→ **Assignment**:
Answer with a bare number: the count of lines in the data below that contain the word "their".

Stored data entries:
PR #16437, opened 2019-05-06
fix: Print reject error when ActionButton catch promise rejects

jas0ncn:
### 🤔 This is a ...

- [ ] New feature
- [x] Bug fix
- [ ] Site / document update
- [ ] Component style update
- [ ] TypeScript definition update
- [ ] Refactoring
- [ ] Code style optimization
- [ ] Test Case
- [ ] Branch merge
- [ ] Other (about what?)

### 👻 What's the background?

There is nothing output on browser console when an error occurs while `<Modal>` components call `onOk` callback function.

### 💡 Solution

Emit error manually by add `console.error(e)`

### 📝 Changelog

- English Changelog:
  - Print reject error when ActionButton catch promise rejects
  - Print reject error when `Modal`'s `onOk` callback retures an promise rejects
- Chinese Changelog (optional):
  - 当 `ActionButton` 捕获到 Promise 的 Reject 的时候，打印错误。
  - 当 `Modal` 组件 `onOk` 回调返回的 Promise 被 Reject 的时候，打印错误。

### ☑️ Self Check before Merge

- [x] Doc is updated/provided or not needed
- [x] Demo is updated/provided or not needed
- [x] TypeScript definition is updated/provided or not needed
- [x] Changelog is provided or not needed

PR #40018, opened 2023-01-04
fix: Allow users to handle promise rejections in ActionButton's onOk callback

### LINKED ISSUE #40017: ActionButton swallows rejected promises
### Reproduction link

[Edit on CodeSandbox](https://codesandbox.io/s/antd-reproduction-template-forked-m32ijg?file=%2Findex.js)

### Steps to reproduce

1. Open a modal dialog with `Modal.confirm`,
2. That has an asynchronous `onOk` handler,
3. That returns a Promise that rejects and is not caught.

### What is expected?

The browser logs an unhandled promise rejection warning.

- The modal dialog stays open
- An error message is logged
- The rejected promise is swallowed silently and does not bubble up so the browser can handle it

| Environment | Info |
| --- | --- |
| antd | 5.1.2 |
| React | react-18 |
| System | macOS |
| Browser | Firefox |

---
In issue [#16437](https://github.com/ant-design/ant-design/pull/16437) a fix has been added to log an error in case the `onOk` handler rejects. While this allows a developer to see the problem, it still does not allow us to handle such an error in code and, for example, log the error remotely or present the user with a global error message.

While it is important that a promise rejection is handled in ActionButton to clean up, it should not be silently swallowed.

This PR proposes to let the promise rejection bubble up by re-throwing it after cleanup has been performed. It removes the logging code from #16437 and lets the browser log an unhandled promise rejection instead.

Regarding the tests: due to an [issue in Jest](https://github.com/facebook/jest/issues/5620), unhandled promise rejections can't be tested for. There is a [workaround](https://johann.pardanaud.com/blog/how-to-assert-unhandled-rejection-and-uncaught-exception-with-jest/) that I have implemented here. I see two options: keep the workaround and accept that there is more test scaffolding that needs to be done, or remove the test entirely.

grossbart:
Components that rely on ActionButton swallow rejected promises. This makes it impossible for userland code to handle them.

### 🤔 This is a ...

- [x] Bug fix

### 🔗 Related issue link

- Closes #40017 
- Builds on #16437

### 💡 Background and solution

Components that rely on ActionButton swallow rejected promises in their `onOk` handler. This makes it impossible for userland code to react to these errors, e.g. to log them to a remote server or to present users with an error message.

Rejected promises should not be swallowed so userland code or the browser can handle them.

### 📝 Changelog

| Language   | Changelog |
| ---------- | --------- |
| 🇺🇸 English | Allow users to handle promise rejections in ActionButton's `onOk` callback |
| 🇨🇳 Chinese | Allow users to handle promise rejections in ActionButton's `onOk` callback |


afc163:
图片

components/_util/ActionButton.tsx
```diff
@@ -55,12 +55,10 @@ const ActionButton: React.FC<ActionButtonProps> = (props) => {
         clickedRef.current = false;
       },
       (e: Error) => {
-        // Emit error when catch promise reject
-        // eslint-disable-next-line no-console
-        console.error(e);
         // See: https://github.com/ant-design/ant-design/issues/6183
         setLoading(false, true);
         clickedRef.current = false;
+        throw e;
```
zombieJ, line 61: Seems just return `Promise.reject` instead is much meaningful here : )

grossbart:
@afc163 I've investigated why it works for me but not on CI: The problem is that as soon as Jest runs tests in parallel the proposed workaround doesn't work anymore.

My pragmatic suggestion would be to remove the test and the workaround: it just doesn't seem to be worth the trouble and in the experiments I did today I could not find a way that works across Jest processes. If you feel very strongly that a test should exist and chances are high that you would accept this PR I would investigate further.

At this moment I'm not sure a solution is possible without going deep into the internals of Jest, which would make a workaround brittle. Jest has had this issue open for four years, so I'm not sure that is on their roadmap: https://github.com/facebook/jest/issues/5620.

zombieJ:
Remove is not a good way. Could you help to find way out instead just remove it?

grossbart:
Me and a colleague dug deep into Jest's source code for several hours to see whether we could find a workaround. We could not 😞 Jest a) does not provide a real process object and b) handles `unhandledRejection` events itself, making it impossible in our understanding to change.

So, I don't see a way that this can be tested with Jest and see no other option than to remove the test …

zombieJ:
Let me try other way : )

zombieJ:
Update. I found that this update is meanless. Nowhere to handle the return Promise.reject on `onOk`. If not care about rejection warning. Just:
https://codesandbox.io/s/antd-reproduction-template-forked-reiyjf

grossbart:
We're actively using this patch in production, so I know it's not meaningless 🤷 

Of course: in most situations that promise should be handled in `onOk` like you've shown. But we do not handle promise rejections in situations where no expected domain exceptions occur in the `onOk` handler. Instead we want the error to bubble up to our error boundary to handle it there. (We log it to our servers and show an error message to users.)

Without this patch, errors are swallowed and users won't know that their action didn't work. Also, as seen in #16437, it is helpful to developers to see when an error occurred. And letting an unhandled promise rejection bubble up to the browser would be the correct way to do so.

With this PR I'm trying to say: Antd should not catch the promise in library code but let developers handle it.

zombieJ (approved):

→ **Task result**:
3